Pretty much my first ever blog was entitle Twitter Ye Not. At that time I was unpersuaded that I needed to know what everyone in the world had for breakfast or where they were off to for lunch.
In the months that have passed I have been forced to reconsider my stance as having a presence on social media sites such as twitter and facebook is, I am assured by people who are paid to know these things, essential to the growth of my business.
So I now have a twitter acoount, which I am probably contractually obliged to ask you to follow at http://www.twitter.com/kebirch, and have been shocked/amazed/horrified to discover how enslaving it is. There is a constant, nagging need to check for tweets. It is becoming increasingly difficult to control the urge to check to see if anything has changed since I last looked. And it is not just me. My bedroom is below that of my son and most nights I drift off to sleep to the electronic bleep of new messages arriving into his laptop from MSN.

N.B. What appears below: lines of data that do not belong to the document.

PR #103, opened 2018-07-24
pin jasper

ocefpaf:
@msarahan what is the approach you are using on defaults for jasper?
We are not upgrading our version just yet...

### DIFF
--- a/recipe/conda_build_config.yaml
+++ b/recipe/conda_build_config.yaml
@@ -115,6 +115,8 @@ pin_run_as_build:
     max_pin: x
   isl:
     max_pin: x.x
+  jasper:
+    max_pin: x.x.x
   jpeg:
     max_pin: x
   json-c:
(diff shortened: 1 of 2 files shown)


dougalsutherland:
It seems like it's very stable: https://abi-laboratory.pro/?view=timeline&l=jasper. Why is the super-tight pin needed?

msarahan:
We don't currently pin it in conda_build_config.yaml.  It hasn't been updated since last September, why the attention now?  http://www.ece.uvic.ca/~frodo/jasper/#download

msarahan:
ah, I see.  You still use the old version.

ocefpaf:
> ah, I see. You still use the old version.

Yep. The new version has new dependencies that we are not packaging yet.

@dougalsutherland can you take a second look?

ocefpaf:
> Assuming we're not doing any further 1.x releases, this is definitely fine. 

Nope. I'm working on 2.x

> Presumably fine even if not but idk.

Probably.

And with social media being used more and more as a tool to promote businesses, the boundaries between work and home are becoming increasingly blurred. It was bad enough in the days when the pager made it possible to be called into work at the weekend but now the mobile phone means many of us are on call 24/7 and the laptop means that our work is always with us.
Technology, as presented in the old BBC programme Tomorrow’s World, was going to make our lives better. But has it?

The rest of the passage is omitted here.